::: Data

PR #1514, opened 2020-08-24
Export witness table and RTTI objects in compiled libraries.

csyonghe:
This PR includes a series of changes to expose witness tables and RTTI objects in the compiled DLL, and provide a reflection function to get the mangled name of a type witness. These changes allows the host to fill in an existential value.

Detailed changes:

- Ensure that witness tables and RTTI objects are defined with the `extern "C"` modifier in the generated C++ code.
- RTTI objects use the mangled name of the type directly, so that can be queried using the type's mangled name directly from the resulting DLL.
- Expose `Linkage::getTypeConformanceWitnessMangledName` to return the mangled name of witness tables to the host.
- Ensure that all witness tables (including those for associated types) have proper mangled name.

### DIFF
--- a/source/slang/slang-lower-to-ir.cpp
+++ b/source/slang/slang-lower-to-ir.cpp
@@ -5170,7 +5170,11 @@ struct DeclLoweringVisitor : DeclVisitor<DeclLoweringVisitor, LoweredValInfo>
                         // Need to construct a sub-witness-table
                         auto irWitnessTableBaseType = lowerType(subContext, astReqWitnessTable->baseType);
                         irSatisfyingWitnessTable = subBuilder->createWitnessTable(irWitnessTableBaseType);
-
+                        auto mangledName = getMangledNameForConformanceWitness(
+                            subContext->astBuilder,
+                            astReqWitnessTable->witnessedType,
+                            astReqWitnessTable->baseType);
+                        subBuilder->addExportDecoration(irSatisfyingWitnessTable, mangledName.getUnownedSlice());
                         // Recursively lower the sub-table.
                         lowerWitnessTable(
                             subContext,
--- a/source/slang/slang.cpp
+++ b/source/slang/slang.cpp
@@ -623,6 +623,17 @@ SLANG_NO_THROW slang::TypeLayoutReflection* SLANG_MCALL Linkage::getTypeLayout(
     return asExternal(typeLayout);
 }
 
+SLANG_NO_THROW SlangResult SLANG_MCALL Linkage::getTypeConformanceWitnessMangledName(
+    slang::TypeReflection* type, slang::TypeReflection* interfaceType, ISlangBlob** outNameBlob)
+{
+    auto subType = asInternal(type);
+    auto supType = asInternal(interfaceType);
+    auto name = getMangledNameForConformanceWitness(subType->getASTBuilder(), subType, supType);
+    Slang::ComPtr<ISlangBlob> blob = Slang::StringUtil::createStringBlob(name);
+    *outNameBlob = blob.detach();
+    return SLANG_OK;
+}
+
 SLANG_NO_THROW SlangResult SLANG_MCALL Linkage::createCompileRequest(
     SlangCompileRequest**   outCompileRequest)
 {
--- a/slang.h
+++ b/slang.h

::::::

**Work instruction**:
Read through the entries, then copy every line where the string "subContext" is found.

**Task output**:
                         auto irWitnessTableBaseType = lowerType(subContext, astReqWitnessTable->baseType);
+                            subContext->astBuilder,
                             subContext,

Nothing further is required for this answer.